-------- DATA FOR REVIEW --------

PR #3841, opened 2023-09-15
Merge metas of guide tree and input fasta in famsa module (resubmitted) 

lrauschning:
Changes the metadata handling in the famsa module to no longer discard the guidetree meta information but to merge it with the metadata from the input fasta, preferring the fasta information in case of a conflict, the same as it is handled in the MAGUS PR (#3839).

## PR checklist
 * [x]  This comment contains a description of changes (with reason).

### DIFF
--- a/modules/nf-core/famsa/align/main.nf
+++ b/modules/nf-core/famsa/align/main.nf
@@ -1,7 +1,7 @@
 
 
 process FAMSA_ALIGN {
-    tag "$meta.id"
+    tag "$meta_fasta.id"
     label 'process_medium'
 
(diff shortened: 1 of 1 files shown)


SPPearce:
Within the maintainers team we've had a discussion recently, and we want to:
-  keep the names of the meta maps as meta, meta2, meta3 etc across all modules for consistency.
- leave editing the meta maps to the workflow logic, not within modules.

lrauschning:
Okay, thanks for the clarification – should I close this, then?

SPPearce:
Yes, I think this can be closed.

PR #3848, opened 2023-09-20
Add meta to bowtie build

SPPearce:
Add a meta channel to the genome fasta for bowtie (bowtie1 not bowtie2) to bring it in line with the other tools.


modules/nf-core/bowtie/build/main.nf
```diff
@@ -8,20 +8,21 @@ process BOWTIE_BUILD {
...
-    path "versions.yml" , emit: versions
+    tuple val(meta), path('bowtie') , emit: index
+    path "versions.yml"             , emit: versions
 
     when:
     task.ext.when == null || task.ext.when
 
     script:
     def args = task.ext.args ?: ''
+    def prefix = task.ext.prefix ?: "${fasta.baseName}"
```
maxulysse, line 22: why not use meta.id?

maxulysse (approved):

modules/nf-core/bowtie/build/main.nf
SPPearce: All I did was add the meta at the moment, didn't look at the rest of the tool.

modules/nf-core/ngscheckmate/patterngenerator/tests/main.nf.test
```diff
@@ -16,7 +16,10 @@ nextflow_process {
             script "../../../bowtie/build/main.nf"
             process {
                 """
-                input[0] = file(params.test_data['sarscov2']['genome']['genome_fasta'], checkIfExists: true)
+                input[0] = [
+                    [ id: 'sarscov2' ],
+                    file(params.test_data['sarscov2']['genome']['genome_fasta'], checkIfExists: true)
```
mahesh-panchal, line 21: Has there been a formal switch to the `params.modules_testdata_base_path + hard_path` syntax now?

modules/nf-core/bowtie/build/tests/main.nf.test
```diff
@@ -0,0 +1,56 @@
...
+    tag "bowtie/build"
+
+    test("sarscov2 - fasta") {
+
+        when {
+            process {
+                """
+                input[0] = [[id: 'sarscov2'],
+                             file(params.test_data['sarscov2']['genome']['genome_fasta'], checkIfExists: true)
+                           ]
```
mahesh-panchal, line 19: I'm never sure whether to enforce nicer formatting on these.
```suggestion
                input[0] = [
                    [id: 'sarscov2'],
                    file(params.test_data['sarscov2']['genome']['genome_fasta'], checkIfExists: true)
                ]
```

modules/nf-core/ngscheckmate/patterngenerator/main.nf
```diff
@@ -25,7 +25,9 @@ process NGSCHECKMATE_PATTERNGENERATOR {
     if ("$fasta" == "${prefix}.fasta") error "makesnvpattern.pl generates a fasta file with the same name as the input fasta, use \"task.ext.prefix\" to disambiguate!"
 
     """
-    makesnvpattern.pl ${bed} ${fasta} ${bowtie_index}/${fasta.getBaseName()} . ${prefix}
+    INDEX=`find -L ./ -name "*.3.ebwt" | sed 's/\\.3.ebwt\$//'`
```
mahesh-panchal, line 28: Can you remind me what the list of files here is? I recall another instance where the pattern match wasn't unique because it also matched the `rev` something `ebwt`.

Also could we update it to the modern bash syntax for command substitution?` `\$( ... )` rather than backticks?

mahesh-panchal (commented):
No major issues aside from the tests. The rest are just passing comments that you can decide on, but not conditional to the approval.

modules/nf-core/ngscheckmate/patterngenerator/main.nf
SPPearce: There are two rev files, 4 ebwt files, which is why it is looking for number 3. I took this from the bowtie align module.

modules/nf-core/bowtie/build/tests/main.nf.test
SPPearce: I'm never sure what is nicer formatting on them ;)

modules/nf-core/ngscheckmate/patterngenerator/main.nf
SPPearce, line 28:
```suggestion
    INDEX=\$(find -L ./ -name "*.3.ebwt" | sed 's/\\.3.ebwt\$//')
```

modules/nf-core/ngscheckmate/patterngenerator/tests/main.nf.test
SPPearce: Yes... although I'm also assuming at some point there is a bulk update.

modules/nf-core/bowtie/align/tests/main.nf.test.snap
```diff
@@ -0,0 +1,192 @@
+{
+    "sarscov2 - single_end": {
+        "content": [
+            [
+                "versions.yml:md5,96e36b0b99c80da0be8239d03db30ecc"
+            ],
+            [
+                "7bdcfc6f54ae6e8f4570395cc85db9a3"
+            ],
+            [
```
mashehu, line 10: maybe stupid nf-test question: why do the content entries of the stub tests get keys, but not the non-stub?

modules/nf-core/bowtie/align/tests/nextflow.config
mashehu, line 1: file can be deleted

modules/nf-core/bowtie/build/meta.yml
```diff
@@ -15,13 +15,23 @@ tools:
...
 output:
+  - meta:
+      type: map
+      description: |
+        Groovy Map containing nformation about the genome fasta
+        e.g. [ id:'test' ]
   - index:
       type: file
-      description: Bowtie genome index files
+      description: Folder containing bowtie genome index files
```
mashehu, line 34:
```suggestion
      description: bowtie genome index files
```
If I see it correctly, you get all the `ebwt` files in `index`, not just the `bowtie` folder containing them

mashehu (approved):

modules/nf-core/bowtie/align/tests/main.nf.test.snap
SPPearce: It means the test isn't just the md5 on the whole channel

mashehu: interesting thanks!

modules/nf-core/bowtie/build/meta.yml
SPPearce: They are all inside the `bowtie` folder, so the downstream process receives the whole folder. Not sure why the nf-test doesn't show that on the md5sums

PR #3860, opened 2023-09-22
Fix initialise linting

mashehu:
needed to update the json schema to allow empty components/modules


adamrtalbot (approved):
Nice, wasn't aware this was an issue so thank for the fix.

mashehu:
no idea, why the CI didn't catch this...

PR #3861, opened 2023-09-22
add linting for subworkflows to ci

mashehu:


adamrtalbot (approved):
Nice one, that would have taken me ages!

PR #3884, opened 2023-09-27
Propr logratio

suzannejin:
This module computes the logratio transformation of one data matrix.
In concrete, it computes the ratios between each data value and a reference.
This reference could be the sample geometric mean, or the value from another variable.
In the first case, it is called centred logratio transformation (CLR), and in the second additive logratio transformation (ALR).

It is a common data transformation technique used in compositional data analysis (CoDA).

## PR checklist

- [x] Add a resource `label`


modules/nf-core/propr/logratio/main.nf
```diff
@@ -0,0 +1,23 @@
+process PROPR_LOGRATIO {
+    tag "$meta.id"
+    label 'process_single'
```
JoseEspinosa, line 3: Won't it need to be better to set higher default resources for the process? e.g.:
```suggestion
    label 'process_medium'
```

modules/nf-core/propr/logratio/templates/logratio.R
```diff
@@ -0,0 +1,299 @@
...
+################################################
+
+
+# read matrix
+mat <- read_delim_flexible(
+    opt\$count,
+    header = TRUE,
+    row.names = opt\$gene_id_col,
+    check.names = FALSE
+    )
```
JoseEspinosa, line 211:
```suggestion
)
```

modules/nf-core/propr/logratio/templates/logratio.R
```diff
@@ -0,0 +1,299 @@
...
+    if (opt\$alpha == 'NA'){
+        logratio <- get_logratio(mat, opt\$ivar)
+    }else{
+        logratio <- get_boxcox(mat, opt\$ivar, opt\$alpha)
+    }
+
+    # set the reference column to NA
+    logratio[,opt\$ivar] = NA
+
+}else if (opt\$transform == 'clr'){
```
JoseEspinosa, line 239:
```suggestion
} else if (opt\$transform == 'clr'){
```

modules/nf-core/propr/logratio/templates/logratio.R
```diff
@@ -0,0 +1,299 @@
...
+
+    # get clr
+    if (opt\$alpha == 'NA'){
+        logratio <- get_logratio(mat, 'clr')
+    }else{
```
JoseEspinosa, line 244:
```suggestion
    } else {
```

modules/nf-core/propr/logratio/templates/logratio.R
```diff
@@ -0,0 +1,299 @@
...
+    gene_id_col = 'gene_id'
+)
+opt_types <- lapply(opt, class)
+
+# Apply parameter overrides
+args_opt <- parse_args('$task.ext.args')
+for ( ao in names(args_opt)){
+    if (! ao %in% names(opt)){
+        stop(paste("Invalid option:", ao))
+    }else{
```
JoseEspinosa, line 157:
```suggestion
    } else {
```

modules/nf-core/propr/logratio/templates/logratio.R
```diff
@@ -0,0 +1,299 @@
...
+        file,
+        sep = separator,
+        header = header,
+        row.names = row.names,
+        check.names = check.names
+    )
+
+    if ( (row.names == 'gene_id') & ('gene_name' %in% colnames(mat)) ){
+        mat <- mat[, -which(colnames(mat) == 'gene_name')]
+    }else if ( (row.names == 'gene_name') & ('gene_id' %in% colnames(mat)) ){
```
JoseEspinosa, line 59:
```suggestion
    } else if ( (row.names == 'gene_name') & ('gene_id' %in% colnames(mat)) ){
```

modules/nf-core/propr/logratio/templates/logratio.R
```diff
@@ -0,0 +1,299 @@
...
+#' @param ivar Reference variable given by user.
+#' If it is 'null', then set the last column as reference (default).
+#' Otherwise, it should refer to either gene name or gene index.
+#' If the gene name is given, find its index.
+#'
+#' @return The reference gene index
+set_reference <- function(ivar, mat){
+    if (ivar == 'NA'){
+        ivar <- ncol(mat)
+    }else{
```
JoseEspinosa, line 90:
```suggestion
    } else {
```

modules/nf-core/propr/logratio/templates/logratio.R
```diff
@@ -0,0 +1,299 @@
...
+
+    # get reference set
+    opt\$ivar <- set_reference(opt\$reference, mat)
+    gene_name <- colnames(mat)[opt\$ivar]
+    opt\$reference <- gene_name
+
+    # get alr
+    if (opt\$alpha == 'NA'){
+        logratio <- get_logratio(mat, opt\$ivar)
+    }else{
```
JoseEspinosa, line 232:
```suggestion
    } else {
```

tests/modules/nf-core/propr/logratio/main.nf
```diff
@@ -0,0 +1,18 @@
+#!/usr/bin/env nextflow
+
+nextflow.enable.dsl = 2
+
+include { PROPR_LOGRATIO } from '../../../../../modules/nf-core/propr/logratio/main.nf'
+
+workflow test_propr_logratio {
```
JoseEspinosa, line 7: Please implement a test workflow for each of the possible parameterizations, e.g. for testing `alr` etc.

tests/modules/nf-core/propr/logratio/nextflow.config
```diff
@@ -0,0 +1,10 @@
+process {
+
+    publishDir = { "${params.outdir}/${task.process.tokenize(':')[-1].tokenize('_')[0].toLowerCase()}" }
+
+
```
JoseEspinosa, line 5:
```suggestion
```

JoseEspinosa (changes requested):
I leave for @pinin4fjords the more extensive review to accommodate the module in the differentialabundance pipeline. Mainly I suggested format issues and asked for more tests.

modules/nf-core/propr/logratio/main.nf
suzannejin: But I don't want to allocate too many cpus for it. Should I create a custom label or should I declare the resources in the test/nextflow.config?

modules/nf-core/propr/logratio/main.nf
```diff
@@ -0,0 +1,23 @@
...
+
+    conda "conda-forge::r-propr=4.2.6"
+    container "${ workflow.containerEngine == 'singularity' && !task.ext.singularity_pull_docker_container ?
+        'https://depot.galaxyproject.org/singularity/r-propr:4.2.6':
+        'biocontainers/r-propr:4.2.6' }"
+
+    input:
+    tuple val(meta), path(count), val(transformation), val(reference), val(alpha)
```
pinin4fjords, line 11: You should separate the mandatory configuration options in the the vals from the files to which the `meta` pertains- see [this example](https://github.com/nf-core/modules/blob/master/modules/nf-core/salmon/quant/main.nf) and [the docs](https://nf-co.re/docs/contributing/modules).

modules/nf-core/propr/logratio/main.nf
```diff
@@ -0,0 +1,23 @@
...
+
+    output:
+    tuple val(meta), path("*.logratio.tsv"), emit: logratio
```
pinin4fjords, line 14: silly thing- but could you align the emits as you'll see in most other modules? Makes things easier to read.

pinin4fjords (changes requested):
Looking pretty tidy already- nice.

I think you should refine the interface based on conventions, and I agree a couple more tests would be nice.

modules/nf-core/propr/logratio/main.nf
JoseEspinosa: The idea will be that you should allocate a sensible number of resources for running the module in a real case scenario. For module tests the resources are already limited by [this](https://github.com/nf-core/modules/blob/36cfa4c2a7e538832c50f40cb16d159e84cd3305/tests/config/nextflow.config#L8-L12) as they are also limited in the `test.config` for pipelines tests e.g. https://github.com/nf-core/differentialabundance/blob/3a849f046990707cad2a0df751c371ac7f1165ab/conf/test.config#L21-L23

modules/nf-core/propr/logratio/main.nf
```diff
@@ -11,9 +11,9 @@ process PROPR_LOGRATIO {
     tuple val(meta), path(count)
 
     output:
-    tuple val(meta), path("*.logratio.tsv"), emit: logratio
-    path "*.R_sessionInfo.log", emit: session_info
-    path "versions.yml", emit: versions
+    tuple val(meta), path("*.logratio.tsv"),    emit: logratio
+    path "*.R_sessionInfo.log",                 emit: session_info
+    path "versions.yml",                        emit: versions
```
JoseEspinosa, line 16: Take a look to the comma convention [here](https://nf-co.re/docs/contributing/modules#comma-example)
```suggestion
    tuple val(meta), path("*.logratio.tsv"), emit: logratio
    path "*.R_sessionInfo.log"             , emit: session_info
    path "versions.yml"                    , emit: versions
```

modules/nf-core/propr/logratio/meta.yml
```diff
@@ -0,0 +1,70 @@
...
+        This can be used at the workflow level to pass optional parameters to the module.
+        [id: 'test', ...]
+  - count:
+      type: file
+      description: |
+        Count matrix, where rows = variables or genes, columns = samples or cells.
+        This matrix should not contain zeros. Otherwise, they will be first replaced by the minimun value.
+        You may want to handle the zeros with a different method beforehand.
+      pattern: "*.{csv,tsv}"
+  - transformation:
```
pinin4fjords, line 34: You should remove anything from this file that's not in the inputs.

modules/nf-core/propr/logratio/meta.yml
```diff
@@ -0,0 +1,70 @@
...
+  - alpha:
+      type: string
+      description: |
+        (Optional) Alpha parameter for Box-Cox transformation. Default = null, standard log transformation is applied.
+
+output:
+  - meta:
+      type: map
+      description: |
+        Groovy Map containing sample information.
```
pinin4fjords, line 52: Make sure this is appropriate to the matrix input (the meta is probably not sample info in this case)

modules/nf-core/propr/logratio/meta.yml
```diff
@@ -0,0 +1,70 @@
+name: "propr_logratio"
+description: ALR/CLR transform the data matrix
```
pinin4fjords, line 2: Could you expand this a bit? The user needs to know what the module is for, and probably doesn't know what ALR or CLR means.

pinin4fjords (changes requested):
Almost there! Looks like your `val` inputs were optional, so you've moved them to `ext.args`, which is fine.

Mostly just fixing up the meta required now. Could you also make sure this PR actually has a description describing what the module is for?

modules/nf-core/propr/logratio/meta.yml
suzannejin: even though if the arguments like transformation, alpha, etc would be useful for the user to declare ext.args?
Do you suggest another way or place to put this information for the users?

JoseEspinosa (approved):
LGTM! :rocket: 
Feel free to merge after addressing @pinin4fjords suggestions

modules/nf-core/propr/logratio/meta.yml
pinin4fjords: Yep, current policy is that we only document things in channels, with those being the minimal things required to operate a module. So if a value is mandatory it goes in via channels (like the Salmon example I indicated earlier) and gets documented in the meta.yml. Everything else is considered optional, goes in via ext.args, and we defer to the tool's native documentation (to avoid maintaining duplicate info here).

pinin4fjords (approved):
Thanks for addressing all the feedback!

PR #3911, opened 2023-10-04
Different approach to handling sralite files when using prefetch.

robsyme:
## Overview

The SRA uses two file formats used to store the short read data: sra and sralite, and we want to support both formats.

When using `prefetch ID`, the behaviour of the resulting files differs depending on whether the format of `ID` stored at NCBI is sra or sralite. 

If the backend format is sra (using `ID=SRR6242565` as an example), the `prefetch $ID` command writes into a directory keyed by the ID:
```
SRR6242565
└── SRR6242565.sra
```

If the backend format is sralite (using `ID=SRR042042` as an example), the `prefetch $ID` command writes a single file to the current working directory:
```
SRR042042.sralite
```

Previously, we simply moved the sralite file into a new directory to match the sra format output, but this can break downstream tools. The most important is `fasterq-fetch` which requires the path to the file in the case of sralite, and the path to the parent directory in the case of sra.  If we simply emit as output the file for sralite and the parent directory for sra, the downstream `fasterq-fetch` doesn't need any additional logic to differentiate the format.

This variability requires two changes (included in this PR):
1) The path provided to the `vdb-validate` command inside the script block
2) The path required in the `output` block of the process

## PR checklist

Closes #XXX 

- [x] Add a resource `label`

### DIFF
--- a/modules/nf-core/sratools/fasterqdump/main.nf
+++ b/modules/nf-core/sratools/fasterqdump/main.nf
@@ -2,10 +2,10 @@ process SRATOOLS_FASTERQDUMP {
     tag "$meta.id"
     label 'process_medium'
 
-    conda "bioconda::sra-tools=2.11.0 conda-forge::pigz=2.6"
+    conda "bioconda::sra-tools=3.0.8 conda-forge::pigz=2.6"
     container "${ workflow.containerEngine == 'singularity' && !task.ext.singularity_pull_docker_container ?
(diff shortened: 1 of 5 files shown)


robsyme:
Note: I might as well update the sra-tools version at the same time. Currently waiting on the sra-tools+pigz mulled container to be accepted into Biocontainers, and when that is done I'll fix up the container links and append one last commit to this PR.

Please don't merge until that version bump is in.

maxulysse (approved):
LGTM

maxulysse (approved):

maxulysse (approved):

PR #3920, opened 2023-10-06
INITIALISE subworkflow corrected scoping and parameters are made more consistent

adamrtalbot:
## PR checklist

Closes #XXX 

- [ ] Add a resource `label`

### DIFF
--- a/subworkflows/nf-core/initialise/main.nf
+++ b/subworkflows/nf-core/initialise/main.nf
@@ -9,7 +9,7 @@ workflow INITIALISE {
     take:
         version         // bool
         help            // bool
-        validate_params // bool
+        validateParams  // bool
         logo            // bool
 
     main:
@@ -47,13 +47,13 @@ workflow INITIALISE {
         log.info citation
 
         // Print help message if needed
-        if (params.help) {
+        if (help) {
             def String command = "nextflow run ${workflow.manifest.name} --input samplesheet.csv -profile docker"
             log.info paramsHelp(command)
             System.exit(0)
         }
 
-        if ( params.validate_params != false ){
+        if ( validateParams != false ){
             validateParameters()
         }
 


subworkflows/nf-core/initialise/main.nf
```diff
@@ -9,7 +9,7 @@ workflow INITIALISE {
     take:
         version         // bool
         help            // bool
-        validate_params // bool
+        validateParams  // bool
```
maxulysse, line 12: why `validateParams` and not `validate_params`?

maxulysse: I'd rather we keep what we take to reflect the params on the other side as much as possible

adamrtalbot: Consistency, here is every other tool in the template:
```
    // Schema validation default options
    validationFailUnrecognisedParams = false
    validateParams                   = true
    validationLenientMode            = false
    validationSchemaIgnoreParams     = 'genomes'
    validationShowHiddenParams       = false
    validationSkipDuplicateCheck     = false
```

maxulysse: these are comming from plugins

maxulysse: This subworkflow is not a plugin, and for me, is you have
`INITIALISE(params.help, params.validate_params...)`
we should reflect these in the input we `take,` so `help` and `validate_params`

maxulysse: All params that come from plugins follow Nextlfow's logic, so they are `camelCase`, all params coming from nf-core are `snake_case`

adamrtalbot: That isn't true, nf-validation isn't very consistent right now:
`params.monochrome_logs`:
https://github.com/nextflow-io/nf-validation/blob/7ca22a47c6504f78fe900cc1caba8bdf927825c4/plugins/nf-validation/src/main/nextflow/validation/SchemaValidator.groovy#L223-L225

`params.parameters_schema`:
https://github.com/nextflow-io/nf-validation/blob/7ca22a47c6504f78fe900cc1caba8bdf927825c4/plugins/nf-validation/src/main/nextflow/validation/SchemaValidator.groovy#L158

I have a PR for supporting `monochromeLogs` and `parametersSchema` but it will be backwards compatible and keep the old format parameters: https://github.com/nextflow-io/nf-validation/pull/101

I don't think the user cares where the parameters are coming from, but they should be consistent within a purpose. Having a bunch of `validateThing` then suddenly having `validate_other_thing` isn't intuitive and the moment you explain that it comes from a different plugin the user gets bored and starts thinking about something else. I'm bored just thinking about it.

maxulysse (approved):

PR #3943, opened 2023-10-10
test self-hosted

mashehu:
This should run the CI tests on AWS

### DIFF
--- a/modules/nf-core/dshbio/exportsegments/main.nf
+++ b/modules/nf-core/dshbio/exportsegments/main.nf
@@ -2,10 +2,10 @@ process DSHBIO_EXPORTSEGMENTS {
     tag "${meta.id}"
     label 'process_medium'
 
-    conda "bioconda::dsh-bio=2.3"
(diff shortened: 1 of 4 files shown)


modules/nf-core/dshbio/exportsegments/main.nf
```diff
@@ -2,10 +2,10 @@ process DSHBIO_EXPORTSEGMENTS {
     tag "${meta.id}"
     label 'process_medium'
 
-    conda "bioconda::dsh-bio=2.3"
+    conda "bioconda::dsh-bio=2.1"
```
heuermh, line 5: I don't understand the downgrade here, is that a merge issue?

heuermh (changes requested):

modules/nf-core/dshbio/exportsegments/main.nf
mashehu: I just needed a PR to test our self-hosted runners. So, nothing to see here 🙂

mashehu:
Working now

PR #7244, opened 2024-12-18
READY FOR REVIEW: Adapt output declarations

simoxb:
When adapting nf-core code, I realized that some modules declare their output paths using single-quoted strings (e.g. `path('*.txt')`), while others use double-quoted strings (like `path("*.txt")`). When adapting the code, this leads to inconsistencies:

--------

PROBLEM TO SOLVE -
Looking at the data above, how many lines hold the string "rather"? Reply with only the number.

TASK OUTPUT -
2